ACTIVITY: From the line with "Issue #2086, opened 2026-08-20" through the line with "to be watching.", repeat the entries verbatim, both end lines included, and add nothing.

Saved data entries
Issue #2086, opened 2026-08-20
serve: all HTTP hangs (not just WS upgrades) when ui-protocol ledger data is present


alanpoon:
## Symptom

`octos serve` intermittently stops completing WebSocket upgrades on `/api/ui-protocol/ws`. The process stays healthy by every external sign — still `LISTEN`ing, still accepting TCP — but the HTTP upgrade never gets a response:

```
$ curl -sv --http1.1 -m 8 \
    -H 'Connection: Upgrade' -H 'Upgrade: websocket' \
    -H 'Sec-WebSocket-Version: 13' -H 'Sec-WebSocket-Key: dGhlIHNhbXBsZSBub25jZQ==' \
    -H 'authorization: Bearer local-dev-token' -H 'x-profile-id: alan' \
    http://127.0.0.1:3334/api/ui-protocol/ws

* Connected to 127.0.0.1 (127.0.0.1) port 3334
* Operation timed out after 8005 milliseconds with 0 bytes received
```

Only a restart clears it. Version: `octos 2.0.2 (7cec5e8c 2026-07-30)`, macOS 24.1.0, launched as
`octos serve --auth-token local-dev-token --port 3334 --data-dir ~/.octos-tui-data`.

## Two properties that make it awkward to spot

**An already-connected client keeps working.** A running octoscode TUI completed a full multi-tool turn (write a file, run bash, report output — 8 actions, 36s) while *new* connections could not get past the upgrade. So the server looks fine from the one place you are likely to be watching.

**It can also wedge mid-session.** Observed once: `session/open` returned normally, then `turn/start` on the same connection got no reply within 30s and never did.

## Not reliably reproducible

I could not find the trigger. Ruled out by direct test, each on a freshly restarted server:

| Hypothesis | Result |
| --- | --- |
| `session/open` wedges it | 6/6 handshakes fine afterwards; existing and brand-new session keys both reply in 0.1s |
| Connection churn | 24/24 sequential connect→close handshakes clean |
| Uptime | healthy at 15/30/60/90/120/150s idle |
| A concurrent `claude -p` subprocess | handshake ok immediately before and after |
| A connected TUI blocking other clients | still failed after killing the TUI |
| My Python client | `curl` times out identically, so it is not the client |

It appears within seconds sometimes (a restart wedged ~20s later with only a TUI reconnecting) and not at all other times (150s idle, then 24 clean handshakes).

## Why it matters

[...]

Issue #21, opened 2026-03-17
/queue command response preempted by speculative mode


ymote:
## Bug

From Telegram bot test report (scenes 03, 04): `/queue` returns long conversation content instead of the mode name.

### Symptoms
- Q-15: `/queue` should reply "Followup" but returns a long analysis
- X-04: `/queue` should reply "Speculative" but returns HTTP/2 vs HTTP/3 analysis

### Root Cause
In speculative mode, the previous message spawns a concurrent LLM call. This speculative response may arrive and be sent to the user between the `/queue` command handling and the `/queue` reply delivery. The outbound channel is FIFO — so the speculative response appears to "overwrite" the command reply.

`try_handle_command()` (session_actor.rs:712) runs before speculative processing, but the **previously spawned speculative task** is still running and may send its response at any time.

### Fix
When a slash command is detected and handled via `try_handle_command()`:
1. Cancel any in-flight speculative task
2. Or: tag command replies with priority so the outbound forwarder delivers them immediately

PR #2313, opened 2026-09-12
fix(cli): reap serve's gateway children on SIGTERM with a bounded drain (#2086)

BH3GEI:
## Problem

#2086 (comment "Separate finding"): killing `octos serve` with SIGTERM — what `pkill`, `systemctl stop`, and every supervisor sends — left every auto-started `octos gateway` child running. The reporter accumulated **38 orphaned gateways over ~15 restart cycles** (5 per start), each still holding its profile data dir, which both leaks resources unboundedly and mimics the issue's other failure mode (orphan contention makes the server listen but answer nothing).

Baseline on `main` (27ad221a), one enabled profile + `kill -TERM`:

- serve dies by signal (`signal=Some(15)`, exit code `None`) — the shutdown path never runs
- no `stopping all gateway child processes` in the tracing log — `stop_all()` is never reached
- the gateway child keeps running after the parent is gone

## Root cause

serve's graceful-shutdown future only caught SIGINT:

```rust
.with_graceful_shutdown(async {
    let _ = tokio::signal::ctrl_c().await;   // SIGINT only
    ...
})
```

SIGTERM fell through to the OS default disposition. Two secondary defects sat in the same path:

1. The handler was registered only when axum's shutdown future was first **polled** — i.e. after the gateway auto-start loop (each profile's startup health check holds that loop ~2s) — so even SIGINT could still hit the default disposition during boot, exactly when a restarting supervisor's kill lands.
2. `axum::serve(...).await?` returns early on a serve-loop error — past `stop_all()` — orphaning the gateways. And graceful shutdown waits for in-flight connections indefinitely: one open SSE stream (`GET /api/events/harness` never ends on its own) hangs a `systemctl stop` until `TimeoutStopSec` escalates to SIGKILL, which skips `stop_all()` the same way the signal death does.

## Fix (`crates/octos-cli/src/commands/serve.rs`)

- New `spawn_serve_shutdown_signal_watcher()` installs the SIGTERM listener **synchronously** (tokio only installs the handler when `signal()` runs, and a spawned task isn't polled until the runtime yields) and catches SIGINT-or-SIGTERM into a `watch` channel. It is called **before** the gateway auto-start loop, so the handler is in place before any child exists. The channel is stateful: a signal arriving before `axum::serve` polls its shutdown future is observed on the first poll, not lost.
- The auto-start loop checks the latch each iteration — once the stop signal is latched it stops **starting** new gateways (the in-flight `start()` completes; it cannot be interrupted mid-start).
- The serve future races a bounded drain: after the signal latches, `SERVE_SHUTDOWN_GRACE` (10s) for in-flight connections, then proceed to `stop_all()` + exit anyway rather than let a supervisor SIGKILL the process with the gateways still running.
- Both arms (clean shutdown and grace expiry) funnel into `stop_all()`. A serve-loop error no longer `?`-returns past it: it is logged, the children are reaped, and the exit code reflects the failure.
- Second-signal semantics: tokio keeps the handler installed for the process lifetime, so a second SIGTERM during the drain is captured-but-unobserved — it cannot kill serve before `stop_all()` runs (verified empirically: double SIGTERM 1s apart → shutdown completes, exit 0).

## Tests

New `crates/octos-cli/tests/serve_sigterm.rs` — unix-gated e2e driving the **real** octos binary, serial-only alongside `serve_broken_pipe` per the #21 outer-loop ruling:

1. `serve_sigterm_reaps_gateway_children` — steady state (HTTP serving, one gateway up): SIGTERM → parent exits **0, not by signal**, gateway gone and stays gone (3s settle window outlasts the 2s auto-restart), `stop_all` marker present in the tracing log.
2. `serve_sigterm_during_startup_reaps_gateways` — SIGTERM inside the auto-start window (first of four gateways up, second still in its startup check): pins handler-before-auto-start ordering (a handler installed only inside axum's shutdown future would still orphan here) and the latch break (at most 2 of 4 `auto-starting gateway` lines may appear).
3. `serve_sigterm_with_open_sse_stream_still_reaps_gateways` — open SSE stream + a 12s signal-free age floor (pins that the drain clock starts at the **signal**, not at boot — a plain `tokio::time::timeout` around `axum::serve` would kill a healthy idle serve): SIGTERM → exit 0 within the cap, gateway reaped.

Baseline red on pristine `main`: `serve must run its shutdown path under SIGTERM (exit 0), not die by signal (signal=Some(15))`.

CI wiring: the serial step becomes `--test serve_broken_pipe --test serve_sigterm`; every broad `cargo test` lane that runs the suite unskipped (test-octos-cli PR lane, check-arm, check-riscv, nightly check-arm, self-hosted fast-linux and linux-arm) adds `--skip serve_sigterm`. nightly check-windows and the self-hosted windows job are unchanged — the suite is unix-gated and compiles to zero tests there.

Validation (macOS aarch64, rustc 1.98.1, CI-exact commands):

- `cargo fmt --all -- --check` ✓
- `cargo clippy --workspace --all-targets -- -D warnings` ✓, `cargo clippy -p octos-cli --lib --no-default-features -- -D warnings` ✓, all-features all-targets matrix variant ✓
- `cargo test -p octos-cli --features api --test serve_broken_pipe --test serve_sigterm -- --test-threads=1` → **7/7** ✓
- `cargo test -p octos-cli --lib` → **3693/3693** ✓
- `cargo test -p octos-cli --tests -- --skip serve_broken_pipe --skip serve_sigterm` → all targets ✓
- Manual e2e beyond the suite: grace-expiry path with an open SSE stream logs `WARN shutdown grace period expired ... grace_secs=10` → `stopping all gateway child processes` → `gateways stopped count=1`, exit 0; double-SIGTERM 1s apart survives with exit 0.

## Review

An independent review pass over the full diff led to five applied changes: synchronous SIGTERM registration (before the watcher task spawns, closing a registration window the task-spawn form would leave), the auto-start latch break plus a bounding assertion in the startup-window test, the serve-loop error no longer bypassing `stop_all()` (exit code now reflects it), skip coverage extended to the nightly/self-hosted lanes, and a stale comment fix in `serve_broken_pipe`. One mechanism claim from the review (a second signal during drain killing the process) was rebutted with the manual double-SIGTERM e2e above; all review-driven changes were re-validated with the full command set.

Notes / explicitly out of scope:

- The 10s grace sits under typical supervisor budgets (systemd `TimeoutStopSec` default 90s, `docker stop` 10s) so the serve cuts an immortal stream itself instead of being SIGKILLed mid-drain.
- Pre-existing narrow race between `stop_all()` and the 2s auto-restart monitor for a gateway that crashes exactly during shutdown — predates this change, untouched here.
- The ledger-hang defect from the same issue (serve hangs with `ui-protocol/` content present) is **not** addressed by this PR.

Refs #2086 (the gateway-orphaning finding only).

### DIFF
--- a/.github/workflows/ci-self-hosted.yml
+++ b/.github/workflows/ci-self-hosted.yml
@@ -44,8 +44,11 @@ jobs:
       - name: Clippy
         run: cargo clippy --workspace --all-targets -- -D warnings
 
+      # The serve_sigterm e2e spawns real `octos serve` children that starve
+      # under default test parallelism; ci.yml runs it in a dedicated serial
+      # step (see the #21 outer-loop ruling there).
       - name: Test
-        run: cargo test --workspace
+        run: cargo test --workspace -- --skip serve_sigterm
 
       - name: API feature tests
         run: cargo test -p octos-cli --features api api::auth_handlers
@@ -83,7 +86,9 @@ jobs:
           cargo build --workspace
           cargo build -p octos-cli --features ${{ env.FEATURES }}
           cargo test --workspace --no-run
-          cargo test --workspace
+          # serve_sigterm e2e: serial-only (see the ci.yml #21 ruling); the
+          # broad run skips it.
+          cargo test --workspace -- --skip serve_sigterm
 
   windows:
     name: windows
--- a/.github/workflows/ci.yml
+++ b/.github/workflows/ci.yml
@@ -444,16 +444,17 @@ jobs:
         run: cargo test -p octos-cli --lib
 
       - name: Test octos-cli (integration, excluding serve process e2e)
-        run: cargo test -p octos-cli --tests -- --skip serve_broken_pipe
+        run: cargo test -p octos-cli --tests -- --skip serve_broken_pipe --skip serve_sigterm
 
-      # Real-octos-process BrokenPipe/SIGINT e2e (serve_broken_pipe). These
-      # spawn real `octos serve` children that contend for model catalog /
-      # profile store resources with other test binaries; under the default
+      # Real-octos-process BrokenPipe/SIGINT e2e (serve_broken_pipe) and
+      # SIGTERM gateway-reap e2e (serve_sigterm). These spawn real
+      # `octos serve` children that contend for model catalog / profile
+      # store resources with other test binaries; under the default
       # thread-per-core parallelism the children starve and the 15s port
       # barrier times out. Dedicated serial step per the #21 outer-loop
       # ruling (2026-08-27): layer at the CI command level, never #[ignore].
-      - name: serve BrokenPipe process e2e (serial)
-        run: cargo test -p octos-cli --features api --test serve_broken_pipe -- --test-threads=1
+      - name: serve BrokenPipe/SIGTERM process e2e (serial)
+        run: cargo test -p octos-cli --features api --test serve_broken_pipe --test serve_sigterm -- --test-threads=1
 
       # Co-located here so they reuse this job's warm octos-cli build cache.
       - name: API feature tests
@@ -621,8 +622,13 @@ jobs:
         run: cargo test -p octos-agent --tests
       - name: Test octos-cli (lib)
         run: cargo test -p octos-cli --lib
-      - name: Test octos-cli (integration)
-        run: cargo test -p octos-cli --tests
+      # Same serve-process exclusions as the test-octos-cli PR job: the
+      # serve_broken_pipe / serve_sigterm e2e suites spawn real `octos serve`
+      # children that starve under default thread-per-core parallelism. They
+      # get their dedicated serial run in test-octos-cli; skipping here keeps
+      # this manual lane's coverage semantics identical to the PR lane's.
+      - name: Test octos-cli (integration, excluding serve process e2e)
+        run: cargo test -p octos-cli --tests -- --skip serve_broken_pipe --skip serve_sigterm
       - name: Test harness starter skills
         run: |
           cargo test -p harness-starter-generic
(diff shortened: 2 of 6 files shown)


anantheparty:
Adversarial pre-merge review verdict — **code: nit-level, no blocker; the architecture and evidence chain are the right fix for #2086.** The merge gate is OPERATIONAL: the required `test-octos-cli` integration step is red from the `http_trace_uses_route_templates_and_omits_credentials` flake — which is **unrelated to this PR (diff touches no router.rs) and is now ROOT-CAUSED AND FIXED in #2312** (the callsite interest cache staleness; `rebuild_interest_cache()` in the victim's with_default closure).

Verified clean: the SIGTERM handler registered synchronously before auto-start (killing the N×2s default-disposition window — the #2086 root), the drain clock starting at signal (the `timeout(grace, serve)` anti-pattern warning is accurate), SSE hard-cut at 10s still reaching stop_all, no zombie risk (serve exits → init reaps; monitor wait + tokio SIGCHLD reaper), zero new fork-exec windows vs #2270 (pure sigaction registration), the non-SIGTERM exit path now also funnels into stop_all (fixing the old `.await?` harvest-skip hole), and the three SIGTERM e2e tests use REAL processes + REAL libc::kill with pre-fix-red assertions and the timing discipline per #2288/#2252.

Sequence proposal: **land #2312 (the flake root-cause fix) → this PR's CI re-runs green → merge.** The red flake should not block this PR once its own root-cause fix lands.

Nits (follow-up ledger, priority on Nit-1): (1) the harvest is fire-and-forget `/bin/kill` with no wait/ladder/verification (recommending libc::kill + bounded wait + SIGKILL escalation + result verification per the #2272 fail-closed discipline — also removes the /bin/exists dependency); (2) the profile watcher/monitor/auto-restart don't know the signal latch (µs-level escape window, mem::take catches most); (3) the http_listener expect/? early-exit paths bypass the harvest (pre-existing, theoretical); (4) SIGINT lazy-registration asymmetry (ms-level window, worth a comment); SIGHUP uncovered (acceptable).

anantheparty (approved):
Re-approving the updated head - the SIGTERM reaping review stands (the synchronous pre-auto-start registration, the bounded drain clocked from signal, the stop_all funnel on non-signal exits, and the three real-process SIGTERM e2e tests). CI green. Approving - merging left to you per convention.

--

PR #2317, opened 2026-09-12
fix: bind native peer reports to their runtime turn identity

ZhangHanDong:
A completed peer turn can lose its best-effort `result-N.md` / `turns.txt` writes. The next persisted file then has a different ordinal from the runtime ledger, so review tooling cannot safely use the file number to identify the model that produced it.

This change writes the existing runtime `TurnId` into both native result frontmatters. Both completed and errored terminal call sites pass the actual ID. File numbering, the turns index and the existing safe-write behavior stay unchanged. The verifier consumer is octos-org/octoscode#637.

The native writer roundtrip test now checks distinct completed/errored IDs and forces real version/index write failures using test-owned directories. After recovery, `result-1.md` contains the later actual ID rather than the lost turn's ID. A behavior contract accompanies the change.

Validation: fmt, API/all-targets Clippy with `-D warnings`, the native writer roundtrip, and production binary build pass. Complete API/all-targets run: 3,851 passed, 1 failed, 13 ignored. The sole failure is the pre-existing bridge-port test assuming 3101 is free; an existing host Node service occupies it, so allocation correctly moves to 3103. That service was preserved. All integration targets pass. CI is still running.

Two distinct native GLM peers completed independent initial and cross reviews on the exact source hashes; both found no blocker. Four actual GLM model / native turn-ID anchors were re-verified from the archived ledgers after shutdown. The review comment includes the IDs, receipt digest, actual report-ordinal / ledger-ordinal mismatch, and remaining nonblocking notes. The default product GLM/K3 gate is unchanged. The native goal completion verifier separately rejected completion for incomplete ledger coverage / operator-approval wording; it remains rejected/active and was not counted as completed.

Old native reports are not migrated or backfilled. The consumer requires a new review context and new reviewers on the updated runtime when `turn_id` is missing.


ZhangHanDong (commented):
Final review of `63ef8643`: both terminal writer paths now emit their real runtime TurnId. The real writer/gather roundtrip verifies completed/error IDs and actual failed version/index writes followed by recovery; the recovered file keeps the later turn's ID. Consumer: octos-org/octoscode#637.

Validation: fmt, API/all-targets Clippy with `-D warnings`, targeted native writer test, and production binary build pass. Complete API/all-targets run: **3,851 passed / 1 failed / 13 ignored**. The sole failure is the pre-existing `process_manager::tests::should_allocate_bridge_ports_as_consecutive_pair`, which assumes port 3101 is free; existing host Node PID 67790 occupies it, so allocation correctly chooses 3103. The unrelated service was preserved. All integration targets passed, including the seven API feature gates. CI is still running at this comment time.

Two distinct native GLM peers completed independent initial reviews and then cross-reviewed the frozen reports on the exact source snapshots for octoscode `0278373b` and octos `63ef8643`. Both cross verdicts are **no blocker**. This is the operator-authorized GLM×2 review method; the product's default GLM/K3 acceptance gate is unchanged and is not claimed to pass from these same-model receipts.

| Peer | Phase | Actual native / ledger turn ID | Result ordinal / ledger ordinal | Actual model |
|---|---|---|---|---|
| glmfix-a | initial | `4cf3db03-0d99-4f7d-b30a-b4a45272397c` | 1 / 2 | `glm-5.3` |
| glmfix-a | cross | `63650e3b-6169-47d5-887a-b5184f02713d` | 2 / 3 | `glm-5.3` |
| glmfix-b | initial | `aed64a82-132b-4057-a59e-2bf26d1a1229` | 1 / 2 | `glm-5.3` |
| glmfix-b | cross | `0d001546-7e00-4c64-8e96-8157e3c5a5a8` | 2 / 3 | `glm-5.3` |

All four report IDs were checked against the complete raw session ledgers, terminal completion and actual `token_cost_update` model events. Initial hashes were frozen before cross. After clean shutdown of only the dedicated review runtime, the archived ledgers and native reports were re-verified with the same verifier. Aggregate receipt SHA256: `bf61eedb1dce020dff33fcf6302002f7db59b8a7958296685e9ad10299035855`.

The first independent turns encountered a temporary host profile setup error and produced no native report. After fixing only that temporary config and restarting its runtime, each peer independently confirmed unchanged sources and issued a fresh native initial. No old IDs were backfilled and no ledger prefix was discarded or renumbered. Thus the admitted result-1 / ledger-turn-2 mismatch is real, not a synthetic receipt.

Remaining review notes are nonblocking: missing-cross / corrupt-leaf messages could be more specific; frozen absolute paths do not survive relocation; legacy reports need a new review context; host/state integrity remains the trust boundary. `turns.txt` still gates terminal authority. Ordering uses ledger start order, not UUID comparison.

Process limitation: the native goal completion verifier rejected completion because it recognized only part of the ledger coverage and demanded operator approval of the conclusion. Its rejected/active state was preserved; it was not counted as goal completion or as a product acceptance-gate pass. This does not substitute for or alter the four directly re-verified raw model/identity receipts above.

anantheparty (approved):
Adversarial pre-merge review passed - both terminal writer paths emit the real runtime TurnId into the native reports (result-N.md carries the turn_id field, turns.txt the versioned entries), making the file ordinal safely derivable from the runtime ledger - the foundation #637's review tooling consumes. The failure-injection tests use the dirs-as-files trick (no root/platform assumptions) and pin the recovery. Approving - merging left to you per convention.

---

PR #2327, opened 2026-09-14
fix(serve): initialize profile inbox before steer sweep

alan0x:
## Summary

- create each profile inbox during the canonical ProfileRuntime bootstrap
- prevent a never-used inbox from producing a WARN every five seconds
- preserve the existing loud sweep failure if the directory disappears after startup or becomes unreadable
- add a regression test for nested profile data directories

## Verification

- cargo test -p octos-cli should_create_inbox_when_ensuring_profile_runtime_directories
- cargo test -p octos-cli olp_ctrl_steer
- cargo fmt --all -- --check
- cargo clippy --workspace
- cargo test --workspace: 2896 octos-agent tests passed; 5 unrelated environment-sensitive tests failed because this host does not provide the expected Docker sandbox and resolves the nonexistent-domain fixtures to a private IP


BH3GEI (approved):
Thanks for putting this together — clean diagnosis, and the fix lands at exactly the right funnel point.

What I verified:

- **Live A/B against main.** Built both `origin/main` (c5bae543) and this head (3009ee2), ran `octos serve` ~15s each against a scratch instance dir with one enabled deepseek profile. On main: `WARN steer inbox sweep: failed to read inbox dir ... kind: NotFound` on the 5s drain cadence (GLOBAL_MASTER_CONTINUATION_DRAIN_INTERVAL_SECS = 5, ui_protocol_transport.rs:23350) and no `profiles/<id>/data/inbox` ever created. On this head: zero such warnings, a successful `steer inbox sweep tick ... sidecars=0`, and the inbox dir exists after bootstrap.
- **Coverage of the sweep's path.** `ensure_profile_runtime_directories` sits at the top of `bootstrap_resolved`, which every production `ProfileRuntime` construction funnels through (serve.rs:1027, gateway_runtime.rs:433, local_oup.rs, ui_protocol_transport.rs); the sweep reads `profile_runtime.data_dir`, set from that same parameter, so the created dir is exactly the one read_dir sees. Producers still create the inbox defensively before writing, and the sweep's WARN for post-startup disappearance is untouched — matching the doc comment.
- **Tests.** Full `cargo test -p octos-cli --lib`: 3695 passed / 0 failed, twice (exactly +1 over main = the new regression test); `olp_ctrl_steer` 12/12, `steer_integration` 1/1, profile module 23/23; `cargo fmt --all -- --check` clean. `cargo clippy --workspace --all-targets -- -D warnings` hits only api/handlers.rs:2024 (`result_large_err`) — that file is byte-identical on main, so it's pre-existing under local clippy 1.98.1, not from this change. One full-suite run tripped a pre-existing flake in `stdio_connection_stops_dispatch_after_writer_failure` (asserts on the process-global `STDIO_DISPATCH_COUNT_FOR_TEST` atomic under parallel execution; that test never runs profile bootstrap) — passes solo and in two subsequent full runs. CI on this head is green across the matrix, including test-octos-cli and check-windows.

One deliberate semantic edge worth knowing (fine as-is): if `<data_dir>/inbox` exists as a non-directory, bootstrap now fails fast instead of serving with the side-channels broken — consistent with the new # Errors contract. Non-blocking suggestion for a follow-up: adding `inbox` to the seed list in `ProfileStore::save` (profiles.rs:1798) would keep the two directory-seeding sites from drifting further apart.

ANSWER BOX:
Issue #2086, opened 2026-08-20
serve: all HTTP hangs (not just WS upgrades) when ui-protocol ledger data is present


alanpoon:
## Symptom

`octos serve` intermittently stops completing WebSocket upgrades on `/api/ui-protocol/ws`. The process stays healthy by every external sign — still `LISTEN`ing, still accepting TCP — but the HTTP upgrade never gets a response:

```
$ curl -sv --http1.1 -m 8 \
    -H 'Connection: Upgrade' -H 'Upgrade: websocket' \
    -H 'Sec-WebSocket-Version: 13' -H 'Sec-WebSocket-Key: dGhlIHNhbXBsZSBub25jZQ==' \
    -H 'authorization: Bearer local-dev-token' -H 'x-profile-id: alan' \
    http://127.0.0.1:3334/api/ui-protocol/ws

* Connected to 127.0.0.1 (127.0.0.1) port 3334
* Operation timed out after 8005 milliseconds with 0 bytes received
```

Only a restart clears it. Version: `octos 2.0.2 (7cec5e8c 2026-07-30)`, macOS 24.1.0, launched as
`octos serve --auth-token local-dev-token --port 3334 --data-dir ~/.octos-tui-data`.

## Two properties that make it awkward to spot

**An already-connected client keeps working.** A running octoscode TUI completed a full multi-tool turn (write a file, run bash, report output — 8 actions, 36s) while *new* connections could not get past the upgrade. So the server looks fine from the one place you are likely to be watching.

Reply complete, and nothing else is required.